__PROBLEM REQUIREMENTS__: Range to reproduce from the entries below: the line with "asmeurer: In this", the line with "torch.asarray and others that don't?", and every line in between. Give them exactly and give nothing else.

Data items
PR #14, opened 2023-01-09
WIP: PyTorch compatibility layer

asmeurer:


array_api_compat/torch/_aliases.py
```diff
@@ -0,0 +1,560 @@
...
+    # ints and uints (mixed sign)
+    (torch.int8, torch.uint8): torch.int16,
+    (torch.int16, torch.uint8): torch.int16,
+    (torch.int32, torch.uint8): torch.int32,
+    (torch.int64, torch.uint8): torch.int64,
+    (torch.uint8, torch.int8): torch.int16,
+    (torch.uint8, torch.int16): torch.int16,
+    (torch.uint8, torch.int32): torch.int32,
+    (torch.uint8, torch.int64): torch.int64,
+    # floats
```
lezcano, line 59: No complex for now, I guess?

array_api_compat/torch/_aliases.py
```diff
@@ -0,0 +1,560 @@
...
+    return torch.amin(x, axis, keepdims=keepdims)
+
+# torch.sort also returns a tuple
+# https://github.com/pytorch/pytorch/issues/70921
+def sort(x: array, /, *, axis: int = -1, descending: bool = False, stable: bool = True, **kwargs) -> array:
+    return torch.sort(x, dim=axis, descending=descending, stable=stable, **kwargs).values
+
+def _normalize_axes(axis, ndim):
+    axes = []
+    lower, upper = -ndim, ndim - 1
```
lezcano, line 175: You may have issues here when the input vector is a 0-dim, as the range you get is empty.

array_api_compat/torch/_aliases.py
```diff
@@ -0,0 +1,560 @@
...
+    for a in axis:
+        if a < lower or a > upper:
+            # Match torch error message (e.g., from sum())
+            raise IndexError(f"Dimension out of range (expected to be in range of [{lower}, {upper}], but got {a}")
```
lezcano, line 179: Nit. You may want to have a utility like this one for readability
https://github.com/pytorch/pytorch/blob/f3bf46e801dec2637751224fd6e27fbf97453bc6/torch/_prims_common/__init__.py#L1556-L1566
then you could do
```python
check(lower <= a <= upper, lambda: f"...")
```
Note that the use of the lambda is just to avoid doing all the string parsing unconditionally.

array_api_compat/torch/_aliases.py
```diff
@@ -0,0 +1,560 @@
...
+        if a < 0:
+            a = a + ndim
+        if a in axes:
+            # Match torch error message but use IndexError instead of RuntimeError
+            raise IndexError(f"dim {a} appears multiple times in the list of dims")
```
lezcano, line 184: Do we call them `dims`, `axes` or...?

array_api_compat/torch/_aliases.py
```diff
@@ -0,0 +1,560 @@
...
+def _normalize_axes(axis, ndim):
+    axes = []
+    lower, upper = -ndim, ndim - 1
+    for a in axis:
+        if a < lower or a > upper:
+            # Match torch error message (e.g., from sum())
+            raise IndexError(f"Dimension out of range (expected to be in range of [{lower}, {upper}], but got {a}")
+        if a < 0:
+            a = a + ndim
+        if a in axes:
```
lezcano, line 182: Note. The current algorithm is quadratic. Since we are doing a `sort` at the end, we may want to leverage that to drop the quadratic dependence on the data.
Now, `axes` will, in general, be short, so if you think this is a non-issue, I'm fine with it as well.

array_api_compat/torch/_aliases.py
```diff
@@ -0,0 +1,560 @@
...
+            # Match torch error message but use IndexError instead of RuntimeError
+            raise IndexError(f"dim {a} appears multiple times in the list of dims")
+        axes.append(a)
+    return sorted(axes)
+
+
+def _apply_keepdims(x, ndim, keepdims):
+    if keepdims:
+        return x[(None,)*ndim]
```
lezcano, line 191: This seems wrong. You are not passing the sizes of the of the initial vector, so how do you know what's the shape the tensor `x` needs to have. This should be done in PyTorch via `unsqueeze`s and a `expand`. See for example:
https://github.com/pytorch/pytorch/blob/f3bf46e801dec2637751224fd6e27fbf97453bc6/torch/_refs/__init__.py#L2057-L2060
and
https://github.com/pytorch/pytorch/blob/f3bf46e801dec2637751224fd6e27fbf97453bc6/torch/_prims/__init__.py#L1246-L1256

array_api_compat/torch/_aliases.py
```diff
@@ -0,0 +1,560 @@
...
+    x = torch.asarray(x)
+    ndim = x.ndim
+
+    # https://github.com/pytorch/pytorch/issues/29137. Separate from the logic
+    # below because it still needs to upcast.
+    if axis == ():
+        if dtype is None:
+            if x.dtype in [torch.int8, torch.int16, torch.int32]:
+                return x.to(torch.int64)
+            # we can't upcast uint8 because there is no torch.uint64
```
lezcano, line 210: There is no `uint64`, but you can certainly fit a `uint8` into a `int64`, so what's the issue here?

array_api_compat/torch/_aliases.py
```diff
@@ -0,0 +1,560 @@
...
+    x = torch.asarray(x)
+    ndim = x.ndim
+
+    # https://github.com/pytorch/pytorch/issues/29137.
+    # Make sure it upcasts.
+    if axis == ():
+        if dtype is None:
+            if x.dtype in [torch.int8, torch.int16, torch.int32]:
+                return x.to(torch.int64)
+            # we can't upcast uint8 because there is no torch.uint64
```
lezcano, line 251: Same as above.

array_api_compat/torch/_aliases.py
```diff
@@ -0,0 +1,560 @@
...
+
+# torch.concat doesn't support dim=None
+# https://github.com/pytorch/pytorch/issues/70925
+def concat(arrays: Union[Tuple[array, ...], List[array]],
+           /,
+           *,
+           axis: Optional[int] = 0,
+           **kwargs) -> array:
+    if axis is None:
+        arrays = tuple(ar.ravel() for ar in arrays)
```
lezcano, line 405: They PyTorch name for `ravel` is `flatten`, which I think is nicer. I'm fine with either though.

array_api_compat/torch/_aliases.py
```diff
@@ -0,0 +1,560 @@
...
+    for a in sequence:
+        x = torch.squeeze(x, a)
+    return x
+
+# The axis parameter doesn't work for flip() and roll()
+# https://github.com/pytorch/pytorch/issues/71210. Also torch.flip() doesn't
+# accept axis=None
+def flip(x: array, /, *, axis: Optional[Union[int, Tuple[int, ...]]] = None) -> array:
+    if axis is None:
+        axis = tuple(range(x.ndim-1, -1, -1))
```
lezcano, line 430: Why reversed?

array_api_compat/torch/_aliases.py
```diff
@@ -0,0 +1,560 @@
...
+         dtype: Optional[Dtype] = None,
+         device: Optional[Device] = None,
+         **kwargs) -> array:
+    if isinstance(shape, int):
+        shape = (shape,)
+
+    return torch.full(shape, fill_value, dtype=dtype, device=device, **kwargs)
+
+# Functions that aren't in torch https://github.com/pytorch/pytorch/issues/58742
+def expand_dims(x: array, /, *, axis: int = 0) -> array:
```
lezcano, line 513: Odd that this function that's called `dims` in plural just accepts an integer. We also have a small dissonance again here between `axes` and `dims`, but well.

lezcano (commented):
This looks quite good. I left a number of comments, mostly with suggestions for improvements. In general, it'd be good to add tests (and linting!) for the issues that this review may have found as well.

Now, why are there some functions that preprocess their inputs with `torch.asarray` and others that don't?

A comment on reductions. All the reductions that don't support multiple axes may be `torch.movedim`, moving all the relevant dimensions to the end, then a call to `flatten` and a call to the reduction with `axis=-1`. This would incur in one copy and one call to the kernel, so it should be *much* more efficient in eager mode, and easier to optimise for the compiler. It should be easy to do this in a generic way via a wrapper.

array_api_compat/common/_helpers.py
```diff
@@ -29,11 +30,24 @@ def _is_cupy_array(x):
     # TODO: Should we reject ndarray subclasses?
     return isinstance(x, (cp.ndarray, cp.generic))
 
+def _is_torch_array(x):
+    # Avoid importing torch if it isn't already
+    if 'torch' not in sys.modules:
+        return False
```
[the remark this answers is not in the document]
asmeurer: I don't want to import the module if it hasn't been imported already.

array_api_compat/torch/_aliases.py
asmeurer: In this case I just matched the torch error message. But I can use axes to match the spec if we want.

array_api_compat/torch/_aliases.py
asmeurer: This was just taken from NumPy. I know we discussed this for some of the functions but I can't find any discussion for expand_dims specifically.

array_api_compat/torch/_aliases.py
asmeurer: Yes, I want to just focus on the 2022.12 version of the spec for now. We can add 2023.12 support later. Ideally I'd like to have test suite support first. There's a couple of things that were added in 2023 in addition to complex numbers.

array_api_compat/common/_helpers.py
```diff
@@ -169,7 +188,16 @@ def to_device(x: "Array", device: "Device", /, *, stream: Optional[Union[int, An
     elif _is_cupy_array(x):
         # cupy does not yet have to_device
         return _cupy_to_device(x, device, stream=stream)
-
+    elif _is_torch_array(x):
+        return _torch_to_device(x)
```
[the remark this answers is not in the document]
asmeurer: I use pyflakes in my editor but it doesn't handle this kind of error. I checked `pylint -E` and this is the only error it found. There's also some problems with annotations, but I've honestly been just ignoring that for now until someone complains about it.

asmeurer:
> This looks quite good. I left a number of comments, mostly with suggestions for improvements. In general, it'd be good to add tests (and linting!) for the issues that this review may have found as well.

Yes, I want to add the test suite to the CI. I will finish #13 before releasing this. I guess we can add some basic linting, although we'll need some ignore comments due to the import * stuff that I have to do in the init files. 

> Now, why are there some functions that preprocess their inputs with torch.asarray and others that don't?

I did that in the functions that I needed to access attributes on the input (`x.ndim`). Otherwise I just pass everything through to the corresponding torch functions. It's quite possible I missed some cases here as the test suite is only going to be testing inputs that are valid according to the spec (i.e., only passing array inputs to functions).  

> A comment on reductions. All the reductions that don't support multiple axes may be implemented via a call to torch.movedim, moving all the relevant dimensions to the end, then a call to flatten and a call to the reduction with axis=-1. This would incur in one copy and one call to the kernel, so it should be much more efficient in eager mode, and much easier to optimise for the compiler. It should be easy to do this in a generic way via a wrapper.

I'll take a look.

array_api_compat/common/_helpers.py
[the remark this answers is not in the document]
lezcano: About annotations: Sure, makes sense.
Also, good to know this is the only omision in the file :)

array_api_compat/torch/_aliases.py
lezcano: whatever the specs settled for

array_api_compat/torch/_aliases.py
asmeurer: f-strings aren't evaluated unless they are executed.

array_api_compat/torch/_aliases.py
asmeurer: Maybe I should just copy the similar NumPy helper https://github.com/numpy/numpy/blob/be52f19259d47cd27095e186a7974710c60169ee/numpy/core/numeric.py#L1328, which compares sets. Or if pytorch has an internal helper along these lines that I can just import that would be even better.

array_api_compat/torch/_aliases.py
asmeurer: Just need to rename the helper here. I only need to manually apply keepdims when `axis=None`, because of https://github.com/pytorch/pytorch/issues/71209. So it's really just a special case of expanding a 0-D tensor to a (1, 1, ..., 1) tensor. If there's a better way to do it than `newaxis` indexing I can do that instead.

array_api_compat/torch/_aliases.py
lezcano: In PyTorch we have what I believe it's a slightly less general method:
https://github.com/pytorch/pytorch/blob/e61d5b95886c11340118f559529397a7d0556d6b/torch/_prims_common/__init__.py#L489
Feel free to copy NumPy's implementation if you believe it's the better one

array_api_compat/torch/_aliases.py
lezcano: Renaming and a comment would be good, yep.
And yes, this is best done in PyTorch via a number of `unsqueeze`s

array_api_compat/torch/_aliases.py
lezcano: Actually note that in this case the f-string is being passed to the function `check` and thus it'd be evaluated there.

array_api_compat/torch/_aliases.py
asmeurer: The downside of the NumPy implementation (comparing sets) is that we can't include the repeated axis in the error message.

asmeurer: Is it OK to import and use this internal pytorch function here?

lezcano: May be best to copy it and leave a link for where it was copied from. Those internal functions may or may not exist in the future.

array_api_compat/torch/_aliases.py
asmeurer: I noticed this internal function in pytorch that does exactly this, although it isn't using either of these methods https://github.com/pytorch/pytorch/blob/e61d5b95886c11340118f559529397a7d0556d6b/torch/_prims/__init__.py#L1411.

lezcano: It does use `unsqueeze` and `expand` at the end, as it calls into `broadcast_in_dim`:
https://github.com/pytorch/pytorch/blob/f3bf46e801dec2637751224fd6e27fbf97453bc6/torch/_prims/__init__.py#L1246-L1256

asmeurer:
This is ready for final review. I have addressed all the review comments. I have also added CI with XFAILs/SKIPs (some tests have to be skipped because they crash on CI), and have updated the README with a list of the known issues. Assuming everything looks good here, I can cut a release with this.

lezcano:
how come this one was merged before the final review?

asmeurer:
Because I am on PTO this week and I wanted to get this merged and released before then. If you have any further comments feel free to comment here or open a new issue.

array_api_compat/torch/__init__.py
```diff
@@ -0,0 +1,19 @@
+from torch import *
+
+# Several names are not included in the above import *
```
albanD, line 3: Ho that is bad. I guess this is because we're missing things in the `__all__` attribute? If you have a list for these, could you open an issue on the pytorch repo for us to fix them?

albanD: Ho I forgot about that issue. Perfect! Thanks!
--
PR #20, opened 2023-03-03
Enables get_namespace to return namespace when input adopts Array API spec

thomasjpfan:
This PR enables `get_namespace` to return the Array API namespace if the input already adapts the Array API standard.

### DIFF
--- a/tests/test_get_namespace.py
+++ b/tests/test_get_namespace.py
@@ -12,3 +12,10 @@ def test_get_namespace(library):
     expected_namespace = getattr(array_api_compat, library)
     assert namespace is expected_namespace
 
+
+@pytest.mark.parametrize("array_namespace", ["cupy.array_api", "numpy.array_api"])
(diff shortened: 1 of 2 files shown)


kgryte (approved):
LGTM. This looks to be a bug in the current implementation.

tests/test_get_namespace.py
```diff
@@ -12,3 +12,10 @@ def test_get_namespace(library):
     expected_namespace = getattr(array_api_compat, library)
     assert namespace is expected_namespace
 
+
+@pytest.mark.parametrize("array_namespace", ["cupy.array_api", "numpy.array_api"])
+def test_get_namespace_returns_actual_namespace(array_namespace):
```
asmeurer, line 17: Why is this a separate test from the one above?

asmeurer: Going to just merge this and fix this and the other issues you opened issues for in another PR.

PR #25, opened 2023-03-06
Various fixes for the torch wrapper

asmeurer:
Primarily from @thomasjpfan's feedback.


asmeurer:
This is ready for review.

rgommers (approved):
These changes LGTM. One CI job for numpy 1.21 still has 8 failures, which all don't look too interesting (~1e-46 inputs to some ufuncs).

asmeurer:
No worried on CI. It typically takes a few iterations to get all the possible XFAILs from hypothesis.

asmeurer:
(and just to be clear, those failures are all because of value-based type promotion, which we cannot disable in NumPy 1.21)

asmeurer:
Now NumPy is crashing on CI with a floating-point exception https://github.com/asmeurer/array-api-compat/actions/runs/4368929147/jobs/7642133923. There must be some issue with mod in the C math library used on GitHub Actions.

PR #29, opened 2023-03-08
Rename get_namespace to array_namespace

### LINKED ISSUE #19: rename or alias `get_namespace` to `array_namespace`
---
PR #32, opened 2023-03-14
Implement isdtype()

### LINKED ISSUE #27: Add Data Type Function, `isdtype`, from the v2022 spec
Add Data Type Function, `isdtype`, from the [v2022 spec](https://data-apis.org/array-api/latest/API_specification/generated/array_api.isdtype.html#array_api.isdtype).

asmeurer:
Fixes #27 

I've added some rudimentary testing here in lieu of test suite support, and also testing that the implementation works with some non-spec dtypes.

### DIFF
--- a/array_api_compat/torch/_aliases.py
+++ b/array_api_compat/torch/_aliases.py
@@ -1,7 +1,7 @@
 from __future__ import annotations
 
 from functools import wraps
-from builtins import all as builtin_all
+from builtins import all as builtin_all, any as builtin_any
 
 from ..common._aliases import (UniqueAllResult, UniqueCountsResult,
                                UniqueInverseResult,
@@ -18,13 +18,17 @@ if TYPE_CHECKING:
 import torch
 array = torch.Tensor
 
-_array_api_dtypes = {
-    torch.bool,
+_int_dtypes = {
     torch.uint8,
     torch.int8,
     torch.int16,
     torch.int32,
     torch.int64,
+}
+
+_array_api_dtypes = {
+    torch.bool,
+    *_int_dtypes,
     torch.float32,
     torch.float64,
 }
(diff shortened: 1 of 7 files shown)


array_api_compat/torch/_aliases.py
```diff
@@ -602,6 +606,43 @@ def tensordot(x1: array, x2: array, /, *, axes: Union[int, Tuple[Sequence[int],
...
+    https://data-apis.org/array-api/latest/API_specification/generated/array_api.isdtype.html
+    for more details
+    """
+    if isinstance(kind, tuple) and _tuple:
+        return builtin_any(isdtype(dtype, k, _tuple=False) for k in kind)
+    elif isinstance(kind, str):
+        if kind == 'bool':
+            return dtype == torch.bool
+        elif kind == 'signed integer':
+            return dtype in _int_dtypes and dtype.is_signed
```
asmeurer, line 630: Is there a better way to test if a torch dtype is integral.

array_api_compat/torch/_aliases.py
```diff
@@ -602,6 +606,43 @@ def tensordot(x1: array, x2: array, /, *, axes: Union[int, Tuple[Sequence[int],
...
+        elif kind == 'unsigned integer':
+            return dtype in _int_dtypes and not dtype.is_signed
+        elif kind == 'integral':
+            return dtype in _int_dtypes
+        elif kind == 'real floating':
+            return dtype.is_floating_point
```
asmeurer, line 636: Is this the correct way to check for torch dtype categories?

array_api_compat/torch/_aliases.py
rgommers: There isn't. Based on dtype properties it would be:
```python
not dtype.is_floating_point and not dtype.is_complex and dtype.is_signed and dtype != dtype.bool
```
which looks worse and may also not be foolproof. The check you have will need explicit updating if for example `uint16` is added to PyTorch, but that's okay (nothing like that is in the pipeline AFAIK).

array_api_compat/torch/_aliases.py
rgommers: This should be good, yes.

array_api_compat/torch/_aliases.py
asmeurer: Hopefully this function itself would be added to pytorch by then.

__COMPLETED TASK__:
asmeurer: In this case I just matched the torch error message. But I can use axes to match the spec if we want.

array_api_compat/torch/_aliases.py
asmeurer: This was just taken from NumPy. I know we discussed this for some of the functions but I can't find any discussion for expand_dims specifically.

array_api_compat/torch/_aliases.py
asmeurer: Yes, I want to just focus on the 2022.12 version of the spec for now. We can add 2023.12 support later. Ideally I'd like to have test suite support first. There's a couple of things that were added in 2023 in addition to complex numbers.

array_api_compat/common/_helpers.py
```diff
@@ -169,7 +188,16 @@ def to_device(x: "Array", device: "Device", /, *, stream: Optional[Union[int, An
     elif _is_cupy_array(x):
         # cupy does not yet have to_device
         return _cupy_to_device(x, device, stream=stream)
-
+    elif _is_torch_array(x):
+        return _torch_to_device(x)
```
[the remark this answers is not in the document]
asmeurer: I use pyflakes in my editor but it doesn't handle this kind of error. I checked `pylint -E` and this is the only error it found. There's also some problems with annotations, but I've honestly been just ignoring that for now until someone complains about it.

asmeurer:
> This looks quite good. I left a number of comments, mostly with suggestions for improvements. In general, it'd be good to add tests (and linting!) for the issues that this review may have found as well.

Yes, I want to add the test suite to the CI. I will finish #13 before releasing this. I guess we can add some basic linting, although we'll need some ignore comments due to the import * stuff that I have to do in the init files. 

> Now, why are there some functions that preprocess their inputs with torch.asarray and others that don't?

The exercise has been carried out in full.